Saved data entries
PR #3824, opened 2024-07-28
[core] Introduce DelegateCatalog

JingsongLi:
### Purpose

- Extract `DelegateCatalog` to more catalog implementations, for example, `CachedCatalog`.


Zouxxyy (approved):
+1

PR #3825, opened 2024-07-28
[spark] Support global options via SQL conf

Zouxxyy:
### Purpose

Users can configure paimon option globally via `spark.paimon.x`, e.g.

`set spark.paimon.file.block-size=512M` to control the file block size globally

### DIFF
--- a/paimon-spark/paimon-spark-common/src/main/scala/org/apache/paimon/spark/PaimonOptionHelper.scala
+++ b/paimon-spark/paimon-spark-common/src/main/scala/org/apache/paimon/spark/PaimonOptionHelper.scala
@@ -43,7 +43,7 @@ object PaimonOptionHelper extends SQLConfHelper {
     mergedOptions
   }
 
-  def withDynamicOptions[T <: Table](table: T, extraOptions: JMap[String, String] = null): T = {
+  def withDynamicOptions[T <: Table](table: T, extraOptions: JMap[String, String]): T = {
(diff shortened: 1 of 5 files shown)


JingsongLi (commented):
Why not just using `paimon.xxx`?

Zouxxyy:
> Why not just using `paimon.xxx`?

Spark will only recognize sql conf starting with `spark.`

Zouxxyy:
For example, if we want to configure hadoop conf to spark, we need to set like `spark.hadoop.x`

JingsongLi (commented):
+1 after test pass.

paimon-spark/paimon-spark-common/src/main/scala/org/apache/paimon/spark/PaimonOptionHelper.scala
```diff
@@ -0,0 +1,54 @@
...
+
+import org.apache.paimon.table.Table
+
+import org.apache.spark.sql.catalyst.SQLConfHelper
+
+import java.util.{HashMap => JHashMap, Map => JMap}
+
+import scala.collection.JavaConverters._
+
+object PaimonOptionHelper extends SQLConfHelper {
```
YannByron, line 29: `Helper` typically represents a trait, not a object.

JingsongLi (approved):
Looks good to me!

YannByron (approved):

PR #3829, opened 2024-07-29
[core] Introduce CachingCatalog

JingsongLi:
### Purpose

Introduce a caching catalog, it is enabled by default, and its expiration interval is 30 s.

This can effectively reduce interaction with the metastore and lower the pressure on the metastore.

This is based on https://github.com/apache/paimon/pull/3824

### DIFF
--- a/paimon-core/src/main/java/org/apache/paimon/catalog/CachingCatalog.java
+++ b/paimon-core/src/main/java/org/apache/paimon/catalog/CachingCatalog.java
@@ -1,0 +1,194 @@
+/*
+ * Licensed to the Apache Software Foundation (ASF) under one
+ * or more contributor license agreements.  See the NOTICE file
+ * distributed with this work for additional information
+ * regarding copyright ownership.  The ASF licenses this file
+ * to you under the Apache License, Version 2.0 (the
+ * "License"); you may not use this file except in compliance
+ * with the License.  You may obtain a copy of the License at
+ *
+ *     http://www.apache.org/licenses/LICENSE-2.0
+ *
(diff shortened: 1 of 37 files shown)


paimon-core/src/main/java/org/apache/paimon/catalog/CachingCatalog.java
```diff
@@ -0,0 +1,194 @@
...
+            LOG.debug("Evicted {} from the table cache ({})", tableIdentifier, cause);
+            if (RemovalCause.EXPIRED.equals(cause)) {
+                if (!isSpecifiedSystemTable(tableIdentifier)) {
+                    tableCache.invalidateAll(allSystemTables(tableIdentifier));
+                }
+            }
+        }
+    }
+
+    private void invalidateTable(Identifier identifier) {
```
Zouxxyy, line 182: We can expose the method. For example, Spark `TableCatalog` has an interface which should uses it
```scala
  /**
   * Invalidate cached table metadata for an {@link Identifier identifier}.
   * <p>
   * If the table is already loaded or cached, drop cached data. If the table does not exist or is
   * not cached, do nothing. Calling this method should not query remote services.
   *
   * @param ident a table identifier
   */
  default void invalidateTable(Identifier ident) {
  }
```

JingsongLi: Good point, fixed.

Zouxxyy (approved):
Look good to me!  just wonder whether 30s is a bit short

PR #3830, opened 2024-07-29
[core] FileStore should not be serializable

JingsongLi:
### Purpose

For example, `SegmentsCache` in `AbstractFileStore` is not serializable.


yuzelin (approved):
+1

PR #3831, opened 2024-07-29
[core] Introduce SYSTEM_TABLE_LOADERS to SystemTableLoader

JingsongLi:
### Purpose

Introduce a map to `SystemTableLoader`, so outside can get all system tables from it.


yuzelin (approved):
+1

PR #3834, opened 2024-07-29
[core] Move commit callbacks from TableCommit into FileStoreCommit

tsreaper:
### Purpose

Currently `CommitCallback`s are called in `TableCommitImpl`. However as many places directly use `FileStoreCommitImpl` instead of `TableCommitImpl`, commit callbacks won't be called for these usages.

In this PR we move commit callbacks from `TableCommit` into `FileStoreCommit`, so in all scenarios commit callbacks can be called.

### Tests

This is a code refactor. Existing tests should cover this change.

### API and Format

No API / format changes.

### Documentation

No new feature.


JingsongLi (approved):
+1

PR #3836, opened 2024-07-29
[core] Make ObjectsCache thread safe

Zouxxyy:
### Purpose

Make ObjectsCache thread safe


paimon-core/src/main/java/org/apache/paimon/utils/ObjectsCache.java
```diff
@@ -36,11 +37,11 @@
 import java.util.function.BiFunction;
 
 /** Cache records to {@link SegmentsCache} by compacted serializer. */
+@ThreadSafe
 public class ObjectsCache<K, V> {
 
     private final SegmentsCache<K> cache;
     private final ObjectSerializer<V> serializer;
-    private final InternalRowSerializer rowSerializer;
```
JingsongLi, line 43: Introduce a threadlocal serializers?

JingsongLi:
+1

PR #3837, opened 2024-07-29
[flink] Support the watermark function of auditlog table

discivigour:
### Purpose

Support the watermark function of auditlog table

### Tests

- WatermarkITCase

### API and Format

No changes.


JingsongLi (approved):
+1

PR #3842, opened 2024-07-30
[spark] check column nullability when write

YannByron:
### Purpose

Linked issue: close #xxx

### DIFF
--- a/paimon-spark/paimon-spark-common/src/main/java/org/apache/paimon/spark/SparkConnectorOptions.java
+++ b/paimon-spark/paimon-spark-common/src/main/java/org/apache/paimon/spark/SparkConnectorOptions.java
@@ -39,6 +39,13 @@ public class SparkConnectorOptions {
                     .withDescription(
                             "If true, allow to merge data types if the two types meet the rules for explicit casting.");
 
+    public static final ConfigOption<Boolean> IGNORE_NULLABLE_CHECK =
+            key("write.check.ignoreNullability")
+                    .booleanType()
+                    .defaultValue(false)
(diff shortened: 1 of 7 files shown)


paimon-spark/paimon-spark-common/src/main/java/org/apache/paimon/spark/SparkConnectorOptions.java
```diff
@@ -39,6 +39,13 @@ public class SparkConnectorOptions {
                     .withDescription(
                             "If true, allow to merge data types if the two types meet the rules for explicit casting.");
 
+    public static final ConfigOption<Boolean> IGNORE_NULLABLE_CHECK =
+            key("write.check.ignoreNullability")
+                    .booleanType()
+                    .defaultValue(false)
```
JingsongLi, line 45: Why not just be true?

YannByron: I want to have this check by default to guarantee the nullability consistency.

And, Delta has `constraint` feature (eg: NOT NULL) which can check the incoming data when write. When paimon has this similar feature, we can remove this config and do not check nullability any more.

JingsongLi: Does this option affect compilation? I thinking about checking for null directly at runtime, but checking at compile time is too difficult to use.

JingsongLi (approved):
Looks good to me!

PR #4461, opened 2024-11-06
[hive] Enable Format Table by default

JingsongLi:
### Purpose

By default, we should enable PaimonCatalog to have default access to Hive tables


yuzelin (approved):
+1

§ What is being asked:
Write out all the entries exactly.

§ Response below:
PR #3824, opened 2024-07-28
[core] Introduce DelegateCatalog

JingsongLi:
### Purpose

- Extract `DelegateCatalog` to more catalog implementations, for example, `CachedCatalog`.


Zouxxyy (approved):
+1

PR #3825, opened 2024-07-28
[spark] Support global options via SQL conf

Zouxxyy:
### Purpose

Users can configure paimon option globally via `spark.paimon.x`, e.g.

`set spark.paimon.file.block-size=512M` to control the file block size globally

### DIFF
--- a/paimon-spark/paimon-spark-common/src/main/scala/org/apache/paimon/spark/PaimonOptionHelper.scala
+++ b/paimon-spark/paimon-spark-common/src/main/scala/org/apache/paimon/spark/PaimonOptionHelper.scala
@@ -43,7 +43,7 @@ object PaimonOptionHelper extends SQLConfHelper {
     mergedOptions
   }
 
-  def withDynamicOptions[T <: Table](table: T, extraOptions: JMap[String, String] = null): T = {
+  def withDynamicOptions[T <: Table](table: T, extraOptions: JMap[String, String]): T = {
(diff shortened: 1 of 5 files shown)


JingsongLi (commented):
Why not just using `paimon.xxx`?

Zouxxyy:
> Why not just using `paimon.xxx`?

Spark will only recognize sql conf starting with `spark.`

Zouxxyy:
For example, if we want to configure hadoop conf to spark, we need to set like `spark.hadoop.x`

JingsongLi (commented):
+1 after test pass.

paimon-spark/paimon-spark-common/src/main/scala/org/apache/paimon/spark/PaimonOptionHelper.scala
```diff
@@ -0,0 +1,54 @@
...
+
+import org.apache.paimon.table.Table
+
+import org.apache.spark.sql.catalyst.SQLConfHelper
+
+import java.util.{HashMap => JHashMap, Map => JMap}
+
+import scala.collection.JavaConverters._
+
+object PaimonOptionHelper extends SQLConfHelper {
```
YannByron, line 29: `Helper` typically represents a trait, not a object.

JingsongLi (approved):
Looks good to me!

YannByron (approved):

PR #3829, opened 2024-07-29
[core] Introduce CachingCatalog

JingsongLi:
### Purpose

Introduce a caching catalog, it is enabled by default, and its expiration interval is 30 s.

This can effectively reduce interaction with the metastore and lower the pressure on the metastore.

This is based on https://github.com/apache/paimon/pull/3824

### DIFF
--- a/paimon-core/src/main/java/org/apache/paimon/catalog/CachingCatalog.java
+++ b/paimon-core/src/main/java/org/apache/paimon/catalog/CachingCatalog.java
@@ -1,0 +1,194 @@
+/*
+ * Licensed to the Apache Software Foundation (ASF) under one
+ * or more contributor license agreements.  See the NOTICE file
+ * distributed with this work for additional information
+ * regarding copyright ownership.  The ASF licenses this file
+ * to you under the Apache License, Version 2.0 (the
+ * "License"); you may not use this file except in compliance
+ * with the License.  You may obtain a copy of the License at
+ *
+ *     http://www.apache.org/licenses/LICENSE-2.0
+ *
(diff shortened: 1 of 37 files shown)


paimon-core/src/main/java/org/apache/paimon/catalog/CachingCatalog.java
```diff
@@ -0,0 +1,194 @@
...
+            LOG.debug("Evicted {} from the table cache ({})", tableIdentifier, cause);
+            if (RemovalCause.EXPIRED.equals(cause)) {
+                if (!isSpecifiedSystemTable(tableIdentifier)) {
+                    tableCache.invalidateAll(allSystemTables(tableIdentifier));
+                }
+            }
+        }
+    }
+
+    private void invalidateTable(Identifier identifier) {
```
Zouxxyy, line 182: We can expose the method. For example, Spark `TableCatalog` has an interface which should uses it
```scala
  /**
   * Invalidate cached table metadata for an {@link Identifier identifier}.
   * <p>
   * If the table is already loaded or cached, drop cached data. If the table does not exist or is
   * not cached, do nothing. Calling this method should not query remote services.
   *
   * @param ident a table identifier
   */
  default void invalidateTable(Identifier ident) {
  }
```

JingsongLi: Good point, fixed.

Zouxxyy (approved):
Look good to me!  just wonder whether 30s is a bit short

PR #3830, opened 2024-07-29
[core] FileStore should not be serializable

JingsongLi:
### Purpose

For example, `SegmentsCache` in `AbstractFileStore` is not serializable.


yuzelin (approved):
+1

PR #3831, opened 2024-07-29
[core] Introduce SYSTEM_TABLE_LOADERS to SystemTableLoader

JingsongLi:
### Purpose

Introduce a map to `SystemTableLoader`, so outside can get all system tables from it.


yuzelin (approved):
+1

PR #3834, opened 2024-07-29
[core] Move commit callbacks from TableCommit into FileStoreCommit

tsreaper:
### Purpose

Currently `CommitCallback`s are called in `TableCommitImpl`. However as many places directly use `FileStoreCommitImpl` instead of `TableCommitImpl`, commit callbacks won't be called for these usages.

In this PR we move commit callbacks from `TableCommit` into `FileStoreCommit`, so in all scenarios commit callbacks can be called.

### Tests

This is a code refactor. Existing tests should cover this change.

### API and Format

No API / format changes.

### Documentation

No new feature.


JingsongLi (approved):
+1

PR #3836, opened 2024-07-29
[core] Make ObjectsCache thread safe

Zouxxyy:
### Purpose

Make ObjectsCache thread safe


paimon-core/src/main/java/org/apache/paimon/utils/ObjectsCache.java
```diff
@@ -36,11 +37,11 @@
 import java.util.function.BiFunction;
 
 /** Cache records to {@link SegmentsCache} by compacted serializer. */
+@ThreadSafe
 public class ObjectsCache<K, V> {
 
     private final SegmentsCache<K> cache;
     private final ObjectSerializer<V> serializer;
-    private final InternalRowSerializer rowSerializer;
```
JingsongLi, line 43: Introduce a threadlocal serializers?

JingsongLi:
+1

PR #3837, opened 2024-07-29
[flink] Support the watermark function of auditlog table

discivigour:
### Purpose

Support the watermark function of auditlog table

### Tests

- WatermarkITCase

### API and Format

No changes.


JingsongLi (approved):
+1

PR #3842, opened 2024-07-30
[spark] check column nullability when write

YannByron:
### Purpose

Linked issue: close #xxx

### DIFF
--- a/paimon-spark/paimon-spark-common/src/main/java/org/apache/paimon/spark/SparkConnectorOptions.java
+++ b/paimon-spark/paimon-spark-common/src/main/java/org/apache/paimon/spark/SparkConnectorOptions.java
@@ -39,6 +39,13 @@ public class SparkConnectorOptions {
                     .withDescription(
                             "If true, allow to merge data types if the two types meet the rules for explicit casting.");
 
+    public static final ConfigOption<Boolean> IGNORE_NULLABLE_CHECK =
+            key("write.check.ignoreNullability")
+                    .booleanType()
+                    .defaultValue(false)
(diff shortened: 1 of 7 files shown)


paimon-spark/paimon-spark-common/src/main/java/org/apache/paimon/spark/SparkConnectorOptions.java
```diff
@@ -39,6 +39,13 @@ public class SparkConnectorOptions {
                     .withDescription(
                             "If true, allow to merge data types if the two types meet the rules for explicit casting.");
 
+    public static final ConfigOption<Boolean> IGNORE_NULLABLE_CHECK =
+            key("write.check.ignoreNullability")
+                    .booleanType()
+                    .defaultValue(false)
```
JingsongLi, line 45: Why not just be true?

YannByron: I want to have this check by default to guarantee the nullability consistency.

And, Delta has `constraint` feature (eg: NOT NULL) which can check the incoming data when write. When paimon has this similar feature, we can remove this config and do not check nullability any more.

JingsongLi: Does this option affect compilation? I thinking about checking for null directly at runtime, but checking at compile time is too difficult to use.

JingsongLi (approved):
Looks good to me!

PR #4461, opened 2024-11-06
[hive] Enable Format Table by default

JingsongLi:
### Purpose

By default, we should enable PaimonCatalog to have default access to Hive tables


yuzelin (approved):
+1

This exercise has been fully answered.